Wage and overtime class action jurisprudence in Canada continues to present as nothing less than a labyrinth of judicial reasoning.
It all started when Ontario Superior Court Justice Joan Lax refused, in 2009, to certify the class in Fresco v. Canadian Imperial Bank of Commerce (Fresco). In September 2010, the Divisional Court confirmed Lax's ruling despite the fact that in February 2010 Lax's colleague, Justice George Strathy, gave new life to the genre when he certified the class in Fulawka v. The Bank of Nova Scotia (Fulawka).
The suits had striking similarities. In both cases, the representative plaintiffs argued that class members were routinely required to work overtime without pay in order to fulfill the demands of their jobs. They maintained that this violated employees' contracts of employment and breached the Canada Labour Code (CLC).
Lax, however, ruled that certification could not be granted in the suit brought by Canadian Imperial Bank of Commerce (CIBC) employee Dara Fresco because a class proceeding was not the preferable procedure for resolving the claims of class members for unpaid overtime.

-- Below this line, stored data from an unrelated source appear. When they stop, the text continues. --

PR #603, opened 2023-02-23
updating syndeo template to proper dependencies

pabloem:
To use the proper kafka urn and proper snapshot dependencies

### DIFF
--- a/pom.xml
+++ b/pom.xml
@@ -45,8 +45,7 @@
     <os-maven-plugin.version>1.5.0.Final</os-maven-plugin.version>
 
     <!-- Beam and linked versions -->
-    <beam.version>2.44.0</beam.version>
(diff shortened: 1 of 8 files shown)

"In my opinion," she wrote, "there is no asserted common issue capable of being determined on a class-wide basis that would sufficiently advance this litigation to justify certification."
As Strathy saw it, the case against The Bank of Nova Scotia (BNS) was stronger. He concluded that there was an evidentiary basis for systemic wrongs that gave rise to common issues. Strathy acknowledged that his conclusions differed from those reached by Lax, but ruled that "there is evidence in this case that the failure to pay overtime occurred because of the policy, not independent of the policy." As well, there was evidence that the failure to pay overtime was attributable to systemic conditions as opposed to purely individual circumstances.

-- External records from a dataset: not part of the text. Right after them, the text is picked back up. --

PR #595, opened 2023-02-16
Split test utilities into sub projects

Abacn:
Split `google-cloud-platform`, `kafka`, `elasticsearch`, `mongodb` from `it`. This avoids irrelevant client library dependencies.

PR #604, opened 2023-02-23
Bump syndeo-template beam snapshot version to 2.47.0

Abacn:
This should also fix syndeo integration tests


Abacn:
It appears that changing syndeo-template/pom.xml does not trigger syndeo unit test run?

Abacn:
seeing different failures than #595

Arguably, the two cases represent a fundamental split in judicial thinking, and Ontario Superior Court Justice Paul Perell's decision in McCracken v. Canadian National Railway Company (McCracken), released in August 2010, added grist to the mill.
Perell's ruling is grounded in the recognition that there are two main genres of wage and overtime class actions.
The proceedings against the banks are "off-the-clock" cases where the defendants did not dispute the eligibility for overtime, but offered various defences such as that no claims were made. The plaintiffs replied in part that there was systemic pressure against them not to make claims.
McCracken involves supervisory personnel, and eligibility is in issue. There's no real dispute that the class in McCracken worked overtime. Rather, what the plaintiffs allege is that class members were misclassified as managers exempt from the provisions of the CLC.
Legal observers tend to the view that the "eligibility" cases are more amenable to certification than the "off-the-clock" cases in the sense that common issues are more readily apparent.
The fact remains, however, that Perell certified McCracken although he differed with Strathy on fundamental issues.
Strathy concluded that by enacting an administrative recovery process for overtime claims in the CLC, Parliament did not intend to confer jurisdiction to enforce the Code on the courts. He, however, granted certification on the basis that the CLC's requirements could be implied terms of employees' contracts and could therefore inform an employer's duty of good faith.
For his part, Perell reasoned that the CLC allowed for concurrent jurisdiction and was enforceable as a breach of contract claim.
The latest on the subject comes from the Divisional Court's June 2011 ruling in Fulawka, which upheld the certification order. The court ruled that Strathy had applied the correct test – whether it was "plain and obvious" that the claims could not succeed – to all the causes of action. On the basis of that test, he correctly ruled that the claims in breach of contract, breach of a duty of good faith, unjust enrichment and negligence could succeed. He also correctly concluded that the failure to pay overtime had to be assessed in the systemic terms advanced, and not as individual claims. Finally, he was correct in finding that a class proceedings was the preferable procedure for resolving these claims.